> **Exercise prompt**: Records follow. Pull out every line that contains "decide".

[Stored data entries]
◆ ◆ ◆ ◆

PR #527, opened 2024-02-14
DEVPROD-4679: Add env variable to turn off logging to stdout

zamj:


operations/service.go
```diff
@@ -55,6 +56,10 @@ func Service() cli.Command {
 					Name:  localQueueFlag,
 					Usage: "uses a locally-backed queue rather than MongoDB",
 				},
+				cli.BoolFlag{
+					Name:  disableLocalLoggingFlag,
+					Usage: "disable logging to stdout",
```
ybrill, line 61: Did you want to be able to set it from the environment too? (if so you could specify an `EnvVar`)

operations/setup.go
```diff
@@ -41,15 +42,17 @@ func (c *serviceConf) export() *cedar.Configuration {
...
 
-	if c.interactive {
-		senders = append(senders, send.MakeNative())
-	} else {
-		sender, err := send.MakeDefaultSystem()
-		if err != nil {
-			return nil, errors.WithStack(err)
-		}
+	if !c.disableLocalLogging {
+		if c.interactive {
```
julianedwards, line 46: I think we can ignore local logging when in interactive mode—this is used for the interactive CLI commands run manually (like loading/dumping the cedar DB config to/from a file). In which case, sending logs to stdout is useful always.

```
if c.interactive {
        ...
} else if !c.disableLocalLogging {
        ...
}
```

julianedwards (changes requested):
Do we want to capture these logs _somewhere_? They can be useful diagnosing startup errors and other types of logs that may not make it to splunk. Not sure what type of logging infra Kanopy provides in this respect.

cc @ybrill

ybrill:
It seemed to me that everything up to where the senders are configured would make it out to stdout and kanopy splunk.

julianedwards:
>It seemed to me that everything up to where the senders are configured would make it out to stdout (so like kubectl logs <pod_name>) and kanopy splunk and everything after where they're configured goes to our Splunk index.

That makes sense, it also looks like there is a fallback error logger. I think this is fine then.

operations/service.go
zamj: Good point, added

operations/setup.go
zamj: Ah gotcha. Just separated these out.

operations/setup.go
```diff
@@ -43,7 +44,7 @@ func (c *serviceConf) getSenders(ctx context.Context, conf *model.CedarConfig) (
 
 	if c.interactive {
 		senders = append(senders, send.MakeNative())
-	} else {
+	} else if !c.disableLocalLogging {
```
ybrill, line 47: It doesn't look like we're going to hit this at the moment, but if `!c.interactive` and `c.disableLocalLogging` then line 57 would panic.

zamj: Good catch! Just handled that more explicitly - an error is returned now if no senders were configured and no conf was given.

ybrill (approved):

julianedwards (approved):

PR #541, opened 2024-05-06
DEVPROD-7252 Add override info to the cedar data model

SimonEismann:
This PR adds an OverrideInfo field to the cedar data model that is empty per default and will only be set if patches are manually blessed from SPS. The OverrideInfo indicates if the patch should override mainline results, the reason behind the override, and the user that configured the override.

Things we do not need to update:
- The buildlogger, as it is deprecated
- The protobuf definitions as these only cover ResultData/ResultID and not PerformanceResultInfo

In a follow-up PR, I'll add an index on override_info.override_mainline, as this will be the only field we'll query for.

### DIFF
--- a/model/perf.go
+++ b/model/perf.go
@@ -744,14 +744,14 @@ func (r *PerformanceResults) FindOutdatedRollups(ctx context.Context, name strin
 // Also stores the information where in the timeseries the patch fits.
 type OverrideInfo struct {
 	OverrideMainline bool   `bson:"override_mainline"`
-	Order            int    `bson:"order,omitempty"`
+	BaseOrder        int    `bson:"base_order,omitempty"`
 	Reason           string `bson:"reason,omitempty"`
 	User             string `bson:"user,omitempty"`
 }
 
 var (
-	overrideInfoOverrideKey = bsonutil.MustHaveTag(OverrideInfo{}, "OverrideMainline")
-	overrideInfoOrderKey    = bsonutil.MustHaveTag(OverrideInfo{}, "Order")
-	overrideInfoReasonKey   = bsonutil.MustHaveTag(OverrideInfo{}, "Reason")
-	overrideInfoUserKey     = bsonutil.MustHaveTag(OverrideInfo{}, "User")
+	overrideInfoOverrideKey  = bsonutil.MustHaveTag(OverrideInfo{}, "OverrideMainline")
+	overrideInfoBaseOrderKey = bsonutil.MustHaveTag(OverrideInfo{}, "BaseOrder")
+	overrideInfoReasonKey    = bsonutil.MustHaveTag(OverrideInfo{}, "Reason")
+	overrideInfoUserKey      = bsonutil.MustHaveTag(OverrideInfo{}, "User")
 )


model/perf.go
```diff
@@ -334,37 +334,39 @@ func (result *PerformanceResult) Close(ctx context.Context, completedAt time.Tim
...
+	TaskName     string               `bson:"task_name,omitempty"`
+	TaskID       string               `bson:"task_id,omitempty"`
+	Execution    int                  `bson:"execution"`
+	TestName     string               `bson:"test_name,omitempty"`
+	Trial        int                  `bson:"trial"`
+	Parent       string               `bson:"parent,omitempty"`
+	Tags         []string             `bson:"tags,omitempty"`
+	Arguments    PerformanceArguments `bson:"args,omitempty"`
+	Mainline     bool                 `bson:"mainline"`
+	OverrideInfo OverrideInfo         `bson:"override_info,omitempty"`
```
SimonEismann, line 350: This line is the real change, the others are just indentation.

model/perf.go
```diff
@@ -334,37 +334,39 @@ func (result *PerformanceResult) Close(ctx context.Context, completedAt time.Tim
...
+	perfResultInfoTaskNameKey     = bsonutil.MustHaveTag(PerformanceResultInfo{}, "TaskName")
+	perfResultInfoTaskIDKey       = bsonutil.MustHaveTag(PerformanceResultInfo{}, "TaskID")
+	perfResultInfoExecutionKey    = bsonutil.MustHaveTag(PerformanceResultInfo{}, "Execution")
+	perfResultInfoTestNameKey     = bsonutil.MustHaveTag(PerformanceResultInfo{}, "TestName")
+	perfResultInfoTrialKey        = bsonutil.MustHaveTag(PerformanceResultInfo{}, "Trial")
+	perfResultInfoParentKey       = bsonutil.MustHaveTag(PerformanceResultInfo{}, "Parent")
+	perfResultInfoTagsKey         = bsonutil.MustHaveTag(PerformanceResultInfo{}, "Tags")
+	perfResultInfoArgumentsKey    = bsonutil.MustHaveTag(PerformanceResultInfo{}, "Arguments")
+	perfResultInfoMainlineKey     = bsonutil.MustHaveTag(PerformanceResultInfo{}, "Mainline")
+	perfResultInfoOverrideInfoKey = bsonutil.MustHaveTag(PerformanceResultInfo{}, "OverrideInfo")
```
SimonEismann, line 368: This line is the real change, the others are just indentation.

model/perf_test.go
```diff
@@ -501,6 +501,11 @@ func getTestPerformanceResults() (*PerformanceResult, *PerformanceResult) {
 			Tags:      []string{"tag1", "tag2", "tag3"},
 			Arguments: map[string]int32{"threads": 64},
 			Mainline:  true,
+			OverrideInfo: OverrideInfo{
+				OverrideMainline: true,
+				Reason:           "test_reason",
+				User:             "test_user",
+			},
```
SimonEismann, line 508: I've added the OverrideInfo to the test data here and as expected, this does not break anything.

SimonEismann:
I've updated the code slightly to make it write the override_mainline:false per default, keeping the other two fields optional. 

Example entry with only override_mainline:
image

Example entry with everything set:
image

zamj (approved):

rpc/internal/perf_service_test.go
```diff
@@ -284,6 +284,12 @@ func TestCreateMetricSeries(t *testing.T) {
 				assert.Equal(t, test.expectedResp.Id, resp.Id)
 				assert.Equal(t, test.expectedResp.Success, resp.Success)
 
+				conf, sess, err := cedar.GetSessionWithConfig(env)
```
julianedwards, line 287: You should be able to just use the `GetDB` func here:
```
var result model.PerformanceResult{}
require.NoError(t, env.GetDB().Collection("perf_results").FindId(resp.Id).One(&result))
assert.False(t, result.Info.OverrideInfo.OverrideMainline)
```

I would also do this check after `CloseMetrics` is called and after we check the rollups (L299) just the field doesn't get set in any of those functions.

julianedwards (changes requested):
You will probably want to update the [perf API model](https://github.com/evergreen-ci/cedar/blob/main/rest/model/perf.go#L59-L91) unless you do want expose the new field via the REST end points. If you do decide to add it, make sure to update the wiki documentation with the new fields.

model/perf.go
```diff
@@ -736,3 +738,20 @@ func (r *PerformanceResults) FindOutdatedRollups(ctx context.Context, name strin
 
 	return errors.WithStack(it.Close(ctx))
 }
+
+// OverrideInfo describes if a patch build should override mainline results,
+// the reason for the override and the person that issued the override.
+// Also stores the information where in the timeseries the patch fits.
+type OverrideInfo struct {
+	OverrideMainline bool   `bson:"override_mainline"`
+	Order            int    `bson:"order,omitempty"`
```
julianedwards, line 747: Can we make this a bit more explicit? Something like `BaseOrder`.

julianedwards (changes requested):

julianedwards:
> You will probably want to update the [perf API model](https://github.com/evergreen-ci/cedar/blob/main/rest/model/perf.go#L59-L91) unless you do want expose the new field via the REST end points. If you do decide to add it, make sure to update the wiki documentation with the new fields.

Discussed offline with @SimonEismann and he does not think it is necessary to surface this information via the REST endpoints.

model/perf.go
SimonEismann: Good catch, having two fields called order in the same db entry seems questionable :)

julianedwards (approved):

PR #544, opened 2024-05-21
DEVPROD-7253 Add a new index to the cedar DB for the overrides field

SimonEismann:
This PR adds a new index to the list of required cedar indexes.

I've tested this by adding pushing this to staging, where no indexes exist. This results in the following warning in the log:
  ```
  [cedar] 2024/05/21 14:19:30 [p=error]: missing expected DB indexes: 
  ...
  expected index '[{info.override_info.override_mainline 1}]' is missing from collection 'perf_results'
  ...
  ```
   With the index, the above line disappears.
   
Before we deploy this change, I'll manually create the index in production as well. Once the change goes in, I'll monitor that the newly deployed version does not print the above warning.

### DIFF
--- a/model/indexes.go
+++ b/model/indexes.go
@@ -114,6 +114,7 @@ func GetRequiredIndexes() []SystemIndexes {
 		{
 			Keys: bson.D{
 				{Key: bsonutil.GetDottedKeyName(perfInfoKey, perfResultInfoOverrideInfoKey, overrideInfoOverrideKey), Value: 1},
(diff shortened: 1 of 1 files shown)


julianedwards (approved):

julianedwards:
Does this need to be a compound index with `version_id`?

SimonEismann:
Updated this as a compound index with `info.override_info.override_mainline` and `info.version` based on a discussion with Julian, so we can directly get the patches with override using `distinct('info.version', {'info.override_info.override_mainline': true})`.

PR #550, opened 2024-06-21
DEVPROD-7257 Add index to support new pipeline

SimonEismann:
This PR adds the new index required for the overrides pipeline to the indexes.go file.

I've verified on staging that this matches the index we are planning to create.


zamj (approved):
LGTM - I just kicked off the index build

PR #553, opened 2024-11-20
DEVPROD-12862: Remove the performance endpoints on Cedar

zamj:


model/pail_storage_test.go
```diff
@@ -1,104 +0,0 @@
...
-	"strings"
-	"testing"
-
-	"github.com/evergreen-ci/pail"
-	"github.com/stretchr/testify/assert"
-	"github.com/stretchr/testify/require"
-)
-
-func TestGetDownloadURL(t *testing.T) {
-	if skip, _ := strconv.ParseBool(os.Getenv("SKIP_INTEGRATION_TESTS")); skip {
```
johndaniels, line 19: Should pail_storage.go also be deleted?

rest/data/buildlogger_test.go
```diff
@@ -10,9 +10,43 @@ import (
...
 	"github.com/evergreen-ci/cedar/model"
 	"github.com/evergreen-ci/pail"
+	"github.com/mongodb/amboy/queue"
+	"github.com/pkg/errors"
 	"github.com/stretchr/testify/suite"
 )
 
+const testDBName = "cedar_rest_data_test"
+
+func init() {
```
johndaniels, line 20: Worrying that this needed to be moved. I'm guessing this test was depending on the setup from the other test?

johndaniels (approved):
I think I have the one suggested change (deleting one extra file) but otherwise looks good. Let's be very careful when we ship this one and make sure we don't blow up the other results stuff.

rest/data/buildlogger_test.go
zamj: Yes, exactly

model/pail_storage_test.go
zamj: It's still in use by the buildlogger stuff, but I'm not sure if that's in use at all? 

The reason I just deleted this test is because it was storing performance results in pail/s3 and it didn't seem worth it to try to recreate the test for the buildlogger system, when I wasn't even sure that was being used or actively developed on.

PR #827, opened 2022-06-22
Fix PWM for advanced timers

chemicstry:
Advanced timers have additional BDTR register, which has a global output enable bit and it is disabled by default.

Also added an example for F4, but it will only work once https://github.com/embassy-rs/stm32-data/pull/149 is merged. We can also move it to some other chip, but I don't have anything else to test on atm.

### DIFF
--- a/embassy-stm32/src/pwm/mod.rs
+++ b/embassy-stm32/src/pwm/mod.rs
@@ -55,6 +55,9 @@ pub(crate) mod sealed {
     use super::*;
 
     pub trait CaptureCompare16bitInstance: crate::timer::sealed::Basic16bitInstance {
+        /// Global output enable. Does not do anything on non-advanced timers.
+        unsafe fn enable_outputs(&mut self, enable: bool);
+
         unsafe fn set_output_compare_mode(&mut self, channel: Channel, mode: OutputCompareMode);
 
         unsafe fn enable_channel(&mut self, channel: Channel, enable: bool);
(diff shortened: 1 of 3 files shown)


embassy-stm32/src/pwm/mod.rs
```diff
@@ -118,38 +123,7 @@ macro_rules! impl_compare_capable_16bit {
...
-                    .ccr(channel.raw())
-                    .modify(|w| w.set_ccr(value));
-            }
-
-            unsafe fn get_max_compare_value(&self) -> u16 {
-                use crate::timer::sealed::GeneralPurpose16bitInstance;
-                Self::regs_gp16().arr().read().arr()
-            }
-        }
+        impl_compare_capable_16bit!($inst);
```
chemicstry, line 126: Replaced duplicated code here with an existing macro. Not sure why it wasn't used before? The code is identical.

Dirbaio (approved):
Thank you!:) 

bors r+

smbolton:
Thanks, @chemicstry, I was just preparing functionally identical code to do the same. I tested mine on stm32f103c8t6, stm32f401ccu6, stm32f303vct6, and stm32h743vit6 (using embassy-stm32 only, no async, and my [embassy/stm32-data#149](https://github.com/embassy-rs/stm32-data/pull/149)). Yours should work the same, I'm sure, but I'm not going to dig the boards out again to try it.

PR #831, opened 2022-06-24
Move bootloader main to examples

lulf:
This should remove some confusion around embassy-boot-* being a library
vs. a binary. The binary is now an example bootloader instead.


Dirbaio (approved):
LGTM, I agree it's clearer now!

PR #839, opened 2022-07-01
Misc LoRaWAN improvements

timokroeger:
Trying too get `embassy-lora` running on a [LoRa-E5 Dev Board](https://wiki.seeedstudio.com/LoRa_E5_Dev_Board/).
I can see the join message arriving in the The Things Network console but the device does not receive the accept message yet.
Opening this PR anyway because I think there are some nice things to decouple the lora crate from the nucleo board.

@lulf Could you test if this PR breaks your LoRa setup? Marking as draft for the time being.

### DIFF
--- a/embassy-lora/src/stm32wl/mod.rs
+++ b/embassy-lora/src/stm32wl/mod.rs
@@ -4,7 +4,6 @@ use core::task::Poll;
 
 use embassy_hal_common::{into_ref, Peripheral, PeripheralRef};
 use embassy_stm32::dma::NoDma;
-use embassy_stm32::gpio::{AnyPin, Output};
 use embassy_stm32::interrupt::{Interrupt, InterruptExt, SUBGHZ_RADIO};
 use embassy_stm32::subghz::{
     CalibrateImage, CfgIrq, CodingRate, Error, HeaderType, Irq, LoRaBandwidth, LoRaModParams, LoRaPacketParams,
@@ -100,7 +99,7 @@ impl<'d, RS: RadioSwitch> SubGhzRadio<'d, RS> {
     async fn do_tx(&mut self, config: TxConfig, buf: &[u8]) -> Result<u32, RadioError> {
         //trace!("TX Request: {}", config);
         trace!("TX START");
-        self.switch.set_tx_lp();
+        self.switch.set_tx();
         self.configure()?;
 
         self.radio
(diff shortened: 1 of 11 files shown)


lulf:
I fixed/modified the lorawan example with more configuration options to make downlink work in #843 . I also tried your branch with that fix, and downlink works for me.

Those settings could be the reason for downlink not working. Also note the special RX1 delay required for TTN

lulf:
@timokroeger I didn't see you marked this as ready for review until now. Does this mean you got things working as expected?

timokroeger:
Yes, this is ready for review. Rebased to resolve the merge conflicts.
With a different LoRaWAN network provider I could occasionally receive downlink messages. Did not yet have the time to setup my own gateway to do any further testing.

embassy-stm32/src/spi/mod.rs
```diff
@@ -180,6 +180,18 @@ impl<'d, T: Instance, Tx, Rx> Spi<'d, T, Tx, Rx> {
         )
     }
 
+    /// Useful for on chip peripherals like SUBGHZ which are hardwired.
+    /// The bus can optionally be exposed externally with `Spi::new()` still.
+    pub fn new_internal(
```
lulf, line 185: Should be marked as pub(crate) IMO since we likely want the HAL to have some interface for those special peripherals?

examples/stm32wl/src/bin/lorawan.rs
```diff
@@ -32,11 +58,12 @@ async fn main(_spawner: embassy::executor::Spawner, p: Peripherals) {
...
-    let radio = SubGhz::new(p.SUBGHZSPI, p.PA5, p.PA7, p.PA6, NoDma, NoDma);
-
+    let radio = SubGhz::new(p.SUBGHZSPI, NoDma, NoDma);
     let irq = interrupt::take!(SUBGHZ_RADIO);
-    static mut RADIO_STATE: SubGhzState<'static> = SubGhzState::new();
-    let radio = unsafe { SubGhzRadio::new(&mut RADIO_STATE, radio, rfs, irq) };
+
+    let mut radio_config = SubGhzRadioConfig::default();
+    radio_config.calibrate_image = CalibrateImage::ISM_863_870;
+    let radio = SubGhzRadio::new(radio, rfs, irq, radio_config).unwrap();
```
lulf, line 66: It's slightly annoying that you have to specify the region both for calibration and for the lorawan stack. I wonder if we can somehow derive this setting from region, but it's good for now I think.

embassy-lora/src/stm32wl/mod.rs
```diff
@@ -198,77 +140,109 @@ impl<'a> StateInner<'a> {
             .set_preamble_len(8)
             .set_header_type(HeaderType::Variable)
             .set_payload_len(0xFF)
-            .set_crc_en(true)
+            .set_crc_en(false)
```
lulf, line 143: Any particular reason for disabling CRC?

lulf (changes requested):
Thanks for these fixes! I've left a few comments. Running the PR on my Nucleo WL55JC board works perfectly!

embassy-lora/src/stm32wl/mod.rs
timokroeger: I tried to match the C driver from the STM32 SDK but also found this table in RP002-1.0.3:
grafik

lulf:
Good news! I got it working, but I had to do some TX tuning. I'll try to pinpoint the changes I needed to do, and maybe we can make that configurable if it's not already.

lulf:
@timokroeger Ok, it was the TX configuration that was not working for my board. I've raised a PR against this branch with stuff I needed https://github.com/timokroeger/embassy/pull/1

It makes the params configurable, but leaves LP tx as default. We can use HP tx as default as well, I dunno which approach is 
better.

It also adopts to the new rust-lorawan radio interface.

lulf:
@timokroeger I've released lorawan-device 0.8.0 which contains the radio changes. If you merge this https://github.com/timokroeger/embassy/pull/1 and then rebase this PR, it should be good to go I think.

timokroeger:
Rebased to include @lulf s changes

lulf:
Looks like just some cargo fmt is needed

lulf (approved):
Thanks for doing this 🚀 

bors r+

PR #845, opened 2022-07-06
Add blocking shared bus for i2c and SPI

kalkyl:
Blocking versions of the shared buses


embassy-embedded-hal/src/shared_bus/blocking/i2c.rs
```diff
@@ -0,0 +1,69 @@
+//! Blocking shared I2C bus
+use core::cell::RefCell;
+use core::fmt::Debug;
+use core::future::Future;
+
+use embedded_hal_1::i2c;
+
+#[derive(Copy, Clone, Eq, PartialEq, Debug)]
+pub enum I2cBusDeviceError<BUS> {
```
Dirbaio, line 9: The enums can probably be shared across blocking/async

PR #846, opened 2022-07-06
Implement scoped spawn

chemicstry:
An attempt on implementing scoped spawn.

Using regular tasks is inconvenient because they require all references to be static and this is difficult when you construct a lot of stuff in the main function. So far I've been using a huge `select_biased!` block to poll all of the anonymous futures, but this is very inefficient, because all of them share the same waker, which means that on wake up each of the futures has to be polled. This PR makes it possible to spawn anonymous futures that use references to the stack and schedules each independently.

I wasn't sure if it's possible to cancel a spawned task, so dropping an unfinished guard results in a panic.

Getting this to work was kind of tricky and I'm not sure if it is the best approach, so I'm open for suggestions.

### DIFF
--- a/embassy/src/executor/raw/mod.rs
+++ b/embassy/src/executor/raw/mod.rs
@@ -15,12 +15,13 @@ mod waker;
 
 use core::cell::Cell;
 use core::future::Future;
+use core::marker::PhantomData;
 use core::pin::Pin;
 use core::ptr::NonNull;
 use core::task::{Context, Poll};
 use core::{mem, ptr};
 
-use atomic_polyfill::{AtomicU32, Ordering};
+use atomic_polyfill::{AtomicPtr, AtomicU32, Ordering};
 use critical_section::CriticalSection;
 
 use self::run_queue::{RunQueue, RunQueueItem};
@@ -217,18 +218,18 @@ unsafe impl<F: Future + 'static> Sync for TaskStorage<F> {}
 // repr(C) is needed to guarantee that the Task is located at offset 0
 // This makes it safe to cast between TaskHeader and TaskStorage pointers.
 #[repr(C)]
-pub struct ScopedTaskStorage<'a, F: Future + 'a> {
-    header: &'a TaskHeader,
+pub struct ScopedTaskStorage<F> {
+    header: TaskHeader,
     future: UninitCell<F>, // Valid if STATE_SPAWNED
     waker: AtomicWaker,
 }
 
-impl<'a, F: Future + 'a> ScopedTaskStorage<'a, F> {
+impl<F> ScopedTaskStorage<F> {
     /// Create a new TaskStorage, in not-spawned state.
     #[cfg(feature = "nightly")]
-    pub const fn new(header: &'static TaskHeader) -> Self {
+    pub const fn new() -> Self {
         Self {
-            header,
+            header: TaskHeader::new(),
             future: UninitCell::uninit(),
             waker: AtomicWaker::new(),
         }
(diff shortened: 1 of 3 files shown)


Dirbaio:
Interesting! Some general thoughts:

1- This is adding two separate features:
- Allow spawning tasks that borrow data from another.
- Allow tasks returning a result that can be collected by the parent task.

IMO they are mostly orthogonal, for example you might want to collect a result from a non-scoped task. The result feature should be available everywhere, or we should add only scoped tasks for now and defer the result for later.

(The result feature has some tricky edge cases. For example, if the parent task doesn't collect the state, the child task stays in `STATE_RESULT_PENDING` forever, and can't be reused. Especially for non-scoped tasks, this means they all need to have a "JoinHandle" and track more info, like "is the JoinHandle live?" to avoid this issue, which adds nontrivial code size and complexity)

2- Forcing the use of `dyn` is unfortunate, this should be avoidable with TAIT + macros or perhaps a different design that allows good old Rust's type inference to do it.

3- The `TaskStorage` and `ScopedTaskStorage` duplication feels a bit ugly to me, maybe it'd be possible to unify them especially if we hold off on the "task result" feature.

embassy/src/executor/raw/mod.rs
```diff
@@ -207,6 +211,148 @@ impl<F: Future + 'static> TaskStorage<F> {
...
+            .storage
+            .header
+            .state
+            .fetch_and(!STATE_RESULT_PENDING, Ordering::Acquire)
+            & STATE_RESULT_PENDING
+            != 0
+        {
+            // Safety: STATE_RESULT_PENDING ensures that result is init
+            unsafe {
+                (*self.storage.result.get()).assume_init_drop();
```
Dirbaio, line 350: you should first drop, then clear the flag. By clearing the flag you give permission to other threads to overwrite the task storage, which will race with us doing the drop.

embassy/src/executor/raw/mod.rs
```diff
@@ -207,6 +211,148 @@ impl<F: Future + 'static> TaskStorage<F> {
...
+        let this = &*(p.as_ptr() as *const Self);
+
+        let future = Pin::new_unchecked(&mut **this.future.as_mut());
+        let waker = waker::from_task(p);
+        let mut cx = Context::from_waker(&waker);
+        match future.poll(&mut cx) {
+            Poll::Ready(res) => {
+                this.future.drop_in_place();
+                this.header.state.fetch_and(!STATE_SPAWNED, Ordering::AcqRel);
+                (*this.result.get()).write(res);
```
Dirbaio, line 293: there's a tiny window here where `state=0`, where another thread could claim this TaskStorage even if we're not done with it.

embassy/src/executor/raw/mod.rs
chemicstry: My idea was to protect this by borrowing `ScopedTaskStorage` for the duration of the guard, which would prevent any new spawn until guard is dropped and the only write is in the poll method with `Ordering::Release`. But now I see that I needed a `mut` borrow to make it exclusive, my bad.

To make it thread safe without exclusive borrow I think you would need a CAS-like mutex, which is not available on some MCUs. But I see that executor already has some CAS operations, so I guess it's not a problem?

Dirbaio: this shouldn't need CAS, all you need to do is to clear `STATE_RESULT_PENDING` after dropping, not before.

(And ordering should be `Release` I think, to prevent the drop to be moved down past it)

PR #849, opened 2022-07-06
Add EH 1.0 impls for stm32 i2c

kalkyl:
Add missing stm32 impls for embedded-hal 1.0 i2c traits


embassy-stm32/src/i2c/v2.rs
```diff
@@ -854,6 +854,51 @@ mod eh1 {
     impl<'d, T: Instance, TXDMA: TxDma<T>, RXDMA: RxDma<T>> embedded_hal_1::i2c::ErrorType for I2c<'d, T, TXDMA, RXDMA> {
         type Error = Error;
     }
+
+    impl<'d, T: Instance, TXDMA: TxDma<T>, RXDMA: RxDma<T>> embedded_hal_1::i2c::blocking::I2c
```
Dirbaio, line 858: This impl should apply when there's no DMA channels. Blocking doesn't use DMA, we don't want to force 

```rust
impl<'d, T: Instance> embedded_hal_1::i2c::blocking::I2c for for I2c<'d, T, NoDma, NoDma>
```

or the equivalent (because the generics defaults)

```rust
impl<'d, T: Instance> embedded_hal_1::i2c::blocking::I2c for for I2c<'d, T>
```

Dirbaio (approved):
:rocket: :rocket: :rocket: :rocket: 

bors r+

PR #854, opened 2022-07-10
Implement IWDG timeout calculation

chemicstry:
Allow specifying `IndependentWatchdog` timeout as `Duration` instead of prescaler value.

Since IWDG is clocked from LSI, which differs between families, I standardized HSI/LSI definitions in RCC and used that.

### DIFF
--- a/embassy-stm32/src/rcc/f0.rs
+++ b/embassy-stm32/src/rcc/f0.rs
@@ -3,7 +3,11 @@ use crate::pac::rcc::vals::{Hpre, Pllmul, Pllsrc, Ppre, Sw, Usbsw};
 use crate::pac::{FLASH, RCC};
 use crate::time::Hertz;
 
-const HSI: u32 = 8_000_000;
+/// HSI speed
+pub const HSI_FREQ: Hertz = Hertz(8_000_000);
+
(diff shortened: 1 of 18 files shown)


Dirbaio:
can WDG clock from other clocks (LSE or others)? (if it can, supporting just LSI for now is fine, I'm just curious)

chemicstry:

◆ ◆ ◆ ◆

> **Response to the exercise**:
You will probably want to update the [perf API model](https://github.com/evergreen-ci/cedar/blob/main/rest/model/perf.go#L59-L91) unless you do want expose the new field via the REST end points. If you do decide to add it, make sure to update the wiki documentation with the new fields.
> You will probably want to update the [perf API model](https://github.com/evergreen-ci/cedar/blob/main/rest/model/perf.go#L59-L91) unless you do want expose the new field via the REST end points. If you do decide to add it, make sure to update the wiki documentation with the new fields.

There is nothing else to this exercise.